2. Marginal Relative Frequencies
These are the proportions of individuals that fall into one category of a single variable, relative to the grand total. They are found by dividing the row or column totals by the grand total. These represent the Marginal Distribution for each variable.
$$ \text{Marginal Relative Frequency (Row)} = \frac{\text{Row Total}}{\text{Grand Total}} $$ $$ \text{Marginal Relative Frequency (Column)} = \frac{\text{Column Total}}{\text{Grand Total}} $$
- Example: The proportion of all students who are female: $ 110 / 210 \approx 0.524 $ (or 52.4%).

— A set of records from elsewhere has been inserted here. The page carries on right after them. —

PR #1726, opened 2026-05-11
STCOR-1064 Add cleanup methods to FFetch, use them in Root's unmount.

JohnC-80:
## [STCOR-1064](https://folio-org.atlassian.net/browse/STCOR-1064)
Having StrictMode turned on will cause the existing RTR implementation to hang in the init process since multiple fetch calls courtesy of `checkOkapiSession` will be made, and `<Root>` will unmount and remount before any rotation even occurs. Speculatively, this is causing the first `exclusive` rotation request to suspend indefinitely, so it never unlocks and the UI is frozen.

The solution - Abort the fetch when `<Root>` unmounts during the strict-mode double-lifecycle. This will kick out the request before rotation gets started so once normal functionality resumes the exclusive lock can be unclogged.

### DIFF
--- a/src/components/Root/Root.js
+++ b/src/components/Root/Root.js
@@ -147,6 +147,14 @@ class Root extends Component {
     return !this.withOkapi || nextProps.okapiReady || nextProps.serverDown;
   }
 
+  componentWillUnmount() {
+    // clean up timers and pending requests on unmount
+    this.ffetch.destroy('Root component unmounted, aborting pending requests');
+    this.ffetch.restoreFetch();
+    this.ffetch.restoreXMLHttpRequest();
+    this.ffetch = null;
+  }
+
   updateQueryResourceStateKey = () => {
     const { modules, history } = this.props;
     const appModule = getCurrentModule(modules, history.location);
--- a/src/components/Root/Root.js
+++ b/src/components/Root/Root.js
@@ -148,11 +148,11 @@ class Root extends Component {
   }
 
   componentWillUnmount() {
-    // clean up timers and pending requests on unmount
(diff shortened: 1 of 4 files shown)


src/components/Root/Root.js
```diff
@@ -147,6 +147,14 @@ class Root extends Component {
     return !this.withOkapi || nextProps.okapiReady || nextProps.serverDown;
   }
 
+  componentWillUnmount() {
+    // clean up timers and pending requests on unmount
```
zburke:
```suggestion
    this.sessionTimeoutTimer.clear();
    this.sessionTimeoutWarningTimer.clear();
```

zburke (commented):
~Contrary to [React's [deprecated] documentation](https://legacy.reactjs.org/docs/strict-mode.html#detecting-unexpected-side-effects) that `<StrictMode>` for Class components will double-invoke "constructor, render, and shouldComponentUpdate", logging shows `Root::constructor` being called only once, followed by cDM, cWU, cDM. At the same time, logging in `ffetch` shows it _is_ being called after that cycle, even though it shouldn't be, since cWU sets it to null and cDM does not restore it.~

~So, reading documentation suggests your PR should work as-is, and playing your PR suggests it does. But logging suggests the only things we should clean up in cWU are those that we set up in cDM, **not those we set up in the constructor, which means we don't need changes here in cWU, and in fact they should be harmful, but they aren't :/~

~I'm so confused. Can you explain at all?~

Further review shows this working as-expected according to documentation. That means we should add clean up of the ResetTimers in cWU. Everything else looks good as is. Thanks for this. It's excellent clean up!

zburke (approved):

PR #1727, opened 2026-05-12
STCOR-717 Address Sonar's Software Quality > Reliability complaints

zburke:
There's nothing of real interest here; most changes are either completely inconsequential (e.g. replacing `throw Error()` with `throw new Error()` or `string.replace(/.../g)` with `string.replaceAll(/.../g)`) or generally obvious (e.g. replacing `list.sort()` with `list.sort(comparatorFunction)`), all to appease Sonar's "Software Quality > Reliability" complaints.

The only potentially interesting thing is changing `async cDM()` to `cDM()` in `Root.js`, but even this is not really interesting, since all it does is restore the correct reporting of `cDM`'s signature: it is not async. I wonder what idiot added that. Or, right, the usual idiot in PR #1696. 🤦 👊 

Refs [STCOR-717](https://folio-org.atlassian.net/browse/STCOR-717)

### DIFF
--- a/src/AppRoutes.js
+++ b/src/AppRoutes.js
@@ -30,7 +30,7 @@ const AppRoutes = ({ modules, stripes }) => {
         ModuleComponent = connect(module.getModule());
       } catch (error) {
         console.error(error); // eslint-disable-line
-        throw Error(error);
+        throw new Error(error);
       }
 
       const moduleStripes = stripes.clone({ connect });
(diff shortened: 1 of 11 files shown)


JohnC-80 (approved):
Thanks! It's all one part 'fine, dad' the other part 'yeah, this probably helps'... All around, it's good to address! I wonder if it will ever come to recommend array rest/spread over Array.push() for adding items...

- Example: The proportion of all students who oppose the policy: $ 90 / 210 \approx 0.429 $ (or 42.9%).
3. Conditional Relative Frequencies
Conditional Relative Frequencies tell us the proportion of individuals with a specific characteristic within a particular subgroup. They are crucial for investigating relationships between the two variables, as they allow us to compare distributions across different categories of one variable.

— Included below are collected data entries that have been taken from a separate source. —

PR #1728, opened 2026-05-13
STCOR-1002 handle Error input in OIDCLandingError

zburke:
`error` may contain structured JSON from a failed API response, or a simple string, or an Error object if the API request itself fails. Handle them all. Previously, Error-object props caused a failure because the object was simply supplied as a child in render, which React does not support.

Refs [STCOR-1002](https://folio-org.atlassian.net/browse/STCOR-1002)


JohnC-80 (approved):
I've seen this happening! But had no idea, room to sus where it was actually coming from or what to write for the solution. ❤️

PR #1732, opened 2026-05-27
STCOR-1069 - Check AT pre-emptively on fetches to avoid lots of 401's

JohnC-80:
## [STCOR-1069](https://folio-org.atlassian.net/browse/STCOR-1069)

Given that we've got good expiry information stored, we'll leverage it to reduce the number of initial 401's.

This approach reduces the pile of initial 401's from the `shared` lock by circumventing their initial request and putting it off until rotation has happened.

Approach:
Check atExpiry before each initial fetch. 
If the token is expired, set an `atExpired` flag and pass it to `rotateAndReplay` as part of the `original` object.
Rotate if `original.atExpired` is true, rather than inspecting the original response (circumvent the `shouldRotate()` call.)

$$ \text{Conditional Relative Frequency} = \frac{\text{Count in cell}}{\text{Marginal Total of the conditioning variable}} $$
-
Conditioning on one variable: To see if opinion depends on gender, we would look at the distribution of opinion within each gender.
- Example: Proportion of males who support the policy: $ 50 / 100 = 0.50 $ (or 50%).
- Example: Proportion of females who support the policy: $ 40 / 110 \approx 0.364 $ (or 36.4%).
- Comparing these (50% vs. 36.4%) suggests a difference in opinion between genders.
-
Conditioning on the other variable: To see if gender depends on opinion, we would look at the distribution of gender within each opinion category.
- Example: Proportion of those who support the policy who are male: $ 50 / 90 \approx 0.556 $ (or 55.6%).
- Example: Proportion of those who support the policy who are female: $ 40 / 90 \approx 0.444 $ (or 44.4%).
By comparing these conditional distributions, we can assess whether there’s an association or Independence (Categorical Variables) between the two categorical variables. If the conditional distributions are similar, there might be little to no association. If they are different, an association likely exists.
For more on analyzing these relationships, refer to Statistics for Two Categorical Variables. While not extensively covered in AP Statistics, graphical representations like segmented bar charts can visually display conditional distributions, similar to how Representing a Categorical Variable with Graphs handles single categorical variables.